The task → From the top of the records below down to the line containing "Perhaps I wasn't", reproduce every line exactly.

==== Available records ====

Issue #45, opened 2021-07-24
Suggestion: "soft" highlight first implicit candidate when none are selected


jdtsmith:
Here's company's take (no selection):

![image](https://user-images.githubusercontent.com/93749/126868532-dc45a2e9-c665-4677-ada9-90ccdcd286ab.png)

I.e. the 1st candidate is _always_ selected no matter what.  That doesn't work for corfu, because of the auto-commit-if-candidate-selected feature, but another less prominent selection face could be used to convey "if you hit `[Ret]`, you will have the first match inserted" (but never auto-committed!).

minad:
I tried this a few days ago and I didn't really like it since it adds zero value, only visual noise.

I also thought about another UI mode: Do not show the current selection in the input line and highlight the first candidate directly. But I think I like the current way more. Supporting different frontend display modes is something I would like to avoid for Corfu. I generally want Corfu to be configurable where it is cheap to have (corfu-quit-..., corfu-commit-predicate, etc), but I would like to avoid adding intrusive configuration options which affect many places and introduce many code paths.

jdtsmith:
Perhaps I wasn't clear enough: what I envision would be a pure UI flourish solely within `corfu--popup-show` — if none are selected, highlight the first candidate faintly.  See #50.  

Here's how it looks (dark):

![image](https://user-images.githubusercontent.com/93749/128724442-f7c9d5c1-8df0-4104-9d83-aac9f0b1f4b9.png)

vs. actual selection:

![image](https://user-images.githubusercontent.com/93749/128724910-91202013-31f4-4975-85b1-8479fdf21ae3.png)

minad:
No, I really don't like this. We should not add this. Maybe a better idea comes up regarding the implicit preselection of the first candidate. I also experimented with showing an overlay which extends the candidate "find-a|lias-regexp", where the "lias-regexp" is shown in faint color. However the issue is that this works only for prefix completion.

jdtsmith:
Sure.  Up to you of course, but you might consider checking in with other users to see how much mental overhead having _nothing_ selected gives.  But maybe I've just been using company too long.

minad:
I argue it gives not much mental overhead - the popup already is the indication. I don't want to close the door on other alternatives now and when I tried it, I didn't like the noise of the additional highlighting. The issue is, the highlighting adds zero information, it is only eye candy and takes the focus from the prompt.

minad:
[...]

PR #88, opened 2021-11-22
Rework selection

minad:


jdtsmith:
This branch is not working super well here.  One thing I noticed right away was "aggressive auto-committing".  For example, in the main branch I can starting typing (in elisp-mode) `with-l` and see various options, but continuing to type `with-local-` simply narrows them.  In this branch, the same sequence auto-commits quite aggressively upon adding `oc` (_and_ adds the `c` afterwards).   It also seems orderless isn't working.  E.g. I can't use `with-l w` and refine down.  Instead it auto-commits to `with-local-quitw`.  

Maybe I'm missing something?

minad:
I assume you did not install it correctly. Try emacs -Q without any of your customizations.

minad:
@jdtsmith Did you try again? This branch works quite well for me and should address all the issues discussed in #45.

jdtsmith:
I compiled it directly in the buffer, so not an installation issue.  I think rather that it does not cooperate anymore with my commit predicate:

```elisp
  (defun my/corfu-commit-predicate ()
    "Auto-commit candidates:
1. If a selection was made, aside from entering SPACE.
2. Just one candidate exists, and we continue to non symbol info. 
3. The 1st match is exact, and we have continued typing but
   haven't waited longer than `corfu-quit-no-match`"
    (cond
     ((seq-contains-p (this-command-keys-vector) ?.))

     ((>= corfu--index 0) ; a selection was made
      (not (seq-contains-p (this-command-keys-vector) ? )))

     ((eq corfu--total 1) ;just one candidate
      (seq-intersection (this-command-keys-vector) [?: ?, ?\) ?\] ?\( ? ]))
     
     ((and corfu--input ; exact 1st match
	   (string-equal (substring (car corfu--input) corfu--base)
			 (car corfu--candidates)))
           ;; (or (not (numberp corfu-quit-no-match))
	   ;;     (< (- (float-time) corfu--auto-start) corfu-quit-no-match))
      (seq-intersection (this-command-keys-vector) [?: ?. ?, ?\) ?\] ?\" ?' ? ]))))
```

Removing that, it behaved more normally, but I don't want to lose this behavior.

minad:
> Removing that, it behaved more normally, but I don't want to lose this behavior.

You won't lose this behavior, but you obviously have to rework your predicate. Please let's not discuss your user customizations here. I am interested in feedback regarding the reworked default behavior.

jdtsmith:
I think I should remove the "selection was made" test...

jdtsmith:
It's very relevant if you break customizations that are advertised in the Wiki.  I'll test for a while without a commit predicate and let you know.

minad:
> I think I should remove the "selection was made" test...

Yes, or you should rather replace it with `(/= corfu--index corfu--preselect)`.

> It's very relevant if you break customizations that are advertised in the Wiki. I'll test for a while without a commit predicate and let you know.

It is not documented in the wiki. But please go forward and add it there.

minad:
But I should make this clear - nothing which is documented in the wiki is in any way supported by the project itself. These are user-contributed additions. Breaking them can happen at every time. This also applies to my other packages.

jdtsmith:
Of course, but if certain customizations are in common use, it's a courtesy to see if they can avoid being broken!  [Update: glad to see you agree]. I was convinced we had documented some commit predicates there.  Perhaps it was in an issue.  

In any case, with that correction it's indeed working much better.  The one small oddity I noticed is that you can never actually "select" the first candidate.  You go right back to the buffer text if you arrow back up to the first candidate.   Not sure if you could stop first on the actual candidate, then move to the buffer text when it falls "off the top".   E.g. if I "really want the first candidate" and want to continue on typing say "." with auto-commit, in the old setup, I could arrow down, then press ".".  Now I have to hit return and do the same, which makes it distinct from all other candidates...

But overall this does represent an improvement and will be better I think for users coming from company/etc., since it's clear that the first candidate is special/implicitly selected upon first popup.

BTW, since I've been advertising how to setup kind-icon using `corfu-background`, and it seems that that's disappeared; it would be nice to make an alias there.

minad:
> In any case, with that correction it's indeed working much better. The one small oddity I noticed is that you can never actually "select" the first candidate. You go right back to the buffer text if you arrow back up to the first candidate. Not sure if you could stop first on the actual candidate, then move to the buffer text when it falls "off the top". E.g. if I "really want the first candidate" and want to continue on typing say "." with auto-commit, in the old setup, I could arrow down, then press ".". Now I have to hit return and do the same, which makes it distinct from all other candidates...

Yes, this is true. Note that the number of keypresses stays the same. The inconsistency in the handling of the first candidate is also present in the released implementation, where we have the "implicit selection". There is no free lunch.

But if you want to make it consistent you can set `corfu-preview-current=nil` and `corfu-commit-predicate=nil`. The inconsistency is a result of the auto committing concept.

> But overall this does represent an improvement and will be better I think for users coming from company/etc., since it's clear that the first candidate is special/implicitly selected upon first popup.

This is what I want to know. There is another edge case where this branch works better, if you are in eshell and complete a path, the explicit selection makes it clear if the path or the prompt is being accepted. This matters if you complete `mkdir /path/...` vs `cd /path/...`. For `mkdir` the prompt is accepted, since a new, non-existing name is allowed. For `cd` the directory must exist.

> BTW, since I've been advertising how to setup kind-icon using corfu-background, and it seems that that's disappeared; it would be nice to make an alias there.

`corfu-background` is deprecated and has been replaced by `corfu-default`.

jdtsmith:
Playing with CAPE using this rework branch I just noticed that on-demand completion (`M-Tab`) does not pre-select the first candidate, or indeed allow "return to commit the first candidate".  Is that intentional, and because the in-buffer text is empty?  This is also a difference (but of course now it is clear by whether the selection is "there" or not).

I think I get your eshell point.  Just tried and found that it never pre-selects the first candidate (in mkdir), but does in cd.  Clever.  

> corfu-background is deprecated and has been replaced by corfu-default.

Yes I see that, but since it's included on my config example for kind-icon, I'm asking if you can make an alias for it.  I'll update the recommendation, but it will break for existing users (as it just broke for me).

jdtsmith:
OK playing with this issue a bit more, I do find it somewhat confusing that _sometimes_ I can navigate "off the top", back to the (blank) buffer text, with nothing at all selected, but _other times_, navigating back to the 1st candidate puts me back on the buffer text, with the 1st selected.  I suspect this will confuse users/seem like a bug.  Note that in file-completion you get quite a few "blank buffer" completions.

minad:
> Playing with CAPE using this rework branch I just noticed that on-demand completion (M-Tab) does not pre-select the first candidate, or indeed allow "return to commit the first candidate". Is that intentional, and because the in-buffer text is empty? This is also a difference (but of course now it is clear by whether the selection is "there" or not).

You should tell me the completion table you are using. It depends on the backend. If the input string itself is a valid completion (like for mkdir), the first candidate is not selected, otherwise it is in order to force selection.

> I think I get your eshell point. Just tried and found that it never pre-selects the first candidate (in mkdir), but does in cd. Clever.

Thank you for confirming. This behavior is already present in the current implementation in the main branch. But it is entirely implicit and unclear. This is also what convinced me to rework the preselection and to get rid of the implicit mechanism.

> Yes I see that, but since it's included on my config example for kind-icon, I'm asking if you can make an alias for it. I'll update the recommendation, but it will break for existing users (as it just broke for me).

I understand. It has been deprecated and I will remove it in 0.16. It is better to remove and update this sooner than later, since Corfu does not have widespread support in themes.

jdtsmith:
I see this behavior with `cape-file-capf` in a lisp-buffer.  Wish I'd caught that deprecation I'll update the README.

minad:
> I see this behavior with cape-file-capf in a lisp-buffer.

If I type "/et", then "/etc" is selected. If I type "/etc/", then the files in "/etc/" are shown and nothing is selected since the input "/etc/" is already valid. This is the expected behavior.

jdtsmith:
Here's what I mean:

/`M-Tab` : nothing selected, can navigate "on and off" the top
/e`M-Tab`: /etc selected, cannot navigate "off the top"

minad:
> /M-Tab : nothing selected, can navigate "on and off" the top /eM-Tab: /etc selected, cannot navigate "off the top"

Yes, this is expected. 

* "/" is a valid name, so you can navigate to it and away from it to select a child. 
* If you enter "/e" it is not a valid name and you cannot navigate to it. The first candidate "/etc" is selected.

minad:
If this is good behavior is debatable of course, but note that you can always press C-g to exit with the current input, e.g., "/e" or "object." in python.

jdtsmith:
OK, I think it's reasonable once you understand it.  Is this backend specific?  How does corfu know it's dealing with files?

minad:
> OK, I think it's reasonable once you understand it. Is this backend specific? How does corfu know it's dealing with files and whether or not they exist?

Corfu asks the backend if the current input string is valid via `test-completion`. If the current input string is valid, it is preselected (corfu--index=corfu--preselect=-1). Otherwise the first candidate is selected (corfu--index=corfu--preselect=0).

As an alternative I could always allow movement to the input prompt line. But I am not sure if this would lead to more inconsistency. One has to consider what to do with cycling (corfu-cycle=t), move to the prompt then? Furthermore as soon as you enter new input, the selection will jump back to the first candidate which will be odd. I think it is better to keep this as is. Corfu always guarantees that you can quit with the current input with C-g, otherwise I would find it quite unusable, in particular with corfu-auto=t.

jdtsmith:
In LSP mode for example if I enter in the buffer exactly the text of one of the candidates, it does not get pre-selected.  Same thing in elisp-mode.  Right now I get "jumping back to 1st candidate" when entering additional text already with orderless.   Perhaps "jumping back to the buffer itself" is the more sensible behavior, but presumably comes with some other costs.

jdtsmith:
Honestly, it's somewhat hard to know what to do with the prompt.  For traditional in-buffer completion, there is ONLY the prompt text, and it never gets disturbed until you actively commit to a new candidate (company does this).   I can see the appeal of the "live preview" that corfu does to (though some users will be turned off). 

Anyway, have to run but happy to try any other permutations.

minad:
> In LSP mode for example if I enter in the buffer exactly the text of one of the candidates, it does not get pre-selected. Same thing in elisp-mode. 

This is also expected and correct. If you enter the exact candidate it is a valid completion obviously and as such it is selected. But it may feel a bit odd, so I can special case this and avoid movement to the prompt.

jdtsmith:
I'm having trouble reconciling these two:

> If you enter the exact candidate it is a valid completion obviously and as such it is selected.

> If the current input string is valid, it is preselected (corfu--index=corfu--preselect=-1).

minad:
> I'm having trouble reconciling these two:

I try to reformulate: 

If you enter the exact candidate as input, the input is a valid completion. Then the input/prompt is preselected (corfu--preselect=-1). More generally, if the backend accepts the current input string as valid completion, the input/prompt is preselected (corfu--preselect=-1).

Only if the current input is not a valid completion, but for example an orderless filter string with spaces, then the first candidate is selected (corfu--preselect=0).

minad:
But note that I added the special casing. The rules are now the following:

1. If the input is equal to the first candidate, the first candidate is preselected (corfu--preselect=0).
2. If the backend accepts the current input string as a valid completion, the input/prompt is preselected (corfu--preselect=-1).
2. Otherwise the first candidate is preselected (corfu--preselect=0).

jdtsmith:
I see so the blank string is a "valid" for a file completer, but not equal to any candidate, so no candidate is pre-selected.  

The equivalent for file completion is /etc`[M-Tab]` (prompt selected), but because a directory has a "/" at the end, you can never achieve your rule # 1, so it appears to be inconsistent.    That's actually unfortunate, because you'd like to do /etc`[M-Tab]` then `Tab` to go ahead with this selection to /etc/{candidate}.  

BTW your cape-file capf is much better than the comint one, since it only tries _on actual filepaths_!  Thanks for those.

minad:
> The equivalent for file completion is /etc[M-Tab] (prompt selected), but because a directory has a "/" at the end, you can never achieve your rule # 1, so it appears to be inconsistent. That's actually unfortunate, because you'd like to do /etc[M-Tab] then Tab to go ahead with this selection to /etc/{candidate}.

Ouch, you are right. This needs yet another special case only for files this time :(

I already special case files, in both Corfu and Vertico:

https://github.com/minad/corfu/blob/8a1101e6a12cb8cc43722a5808de2e0c338f54a9/corfu.el#L574-L575

Generally I dislike adding any kind of special casing, but well file paths are kind of important. I have to bow to the realities. However I somehow believe that something is wrong with the completion machinery in this regard - something is wrong with these slashes as part of the candidate. They should not be there or this should be solved somehow differently on a deeper layer.

minad:
I added the more complicated preselection check in https://github.com/minad/corfu/pull/88/commits/fb23cf993e5571fede582ec490213c25e9bd0224. Thank you for taking such a close look!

====

Problem solution →
Issue #45, opened 2021-07-24
Suggestion: "soft" highlight first implicit candidate when none are selected


jdtsmith:
Here's company's take (no selection):

![image](https://user-images.githubusercontent.com/93749/126868532-dc45a2e9-c665-4677-ada9-90ccdcd286ab.png)

I.e. the 1st candidate is _always_ selected no matter what.  That doesn't work for corfu, because of the auto-commit-if-candidate-selected feature, but another less prominent selection face could be used to convey "if you hit `[Ret]`, you will have the first match inserted" (but never auto-committed!).

minad:
I tried this a few days ago and I didn't really like it since it adds zero value, only visual noise.

I also thought about another UI mode: Do not show the current selection in the input line and highlight the first candidate directly. But I think I like the current way more. Supporting different frontend display modes is something I would like to avoid for Corfu. I generally want Corfu to be configurable where it is cheap to have (corfu-quit-..., corfu-commit-predicate, etc), but I would like to avoid adding intrusive configuration options which affect many places and introduce many code paths.

jdtsmith:
Perhaps I wasn't clear enough: what I envision would be a pure UI flourish solely within `corfu--popup-show` — if none are selected, highlight the first candidate faintly.  See #50.  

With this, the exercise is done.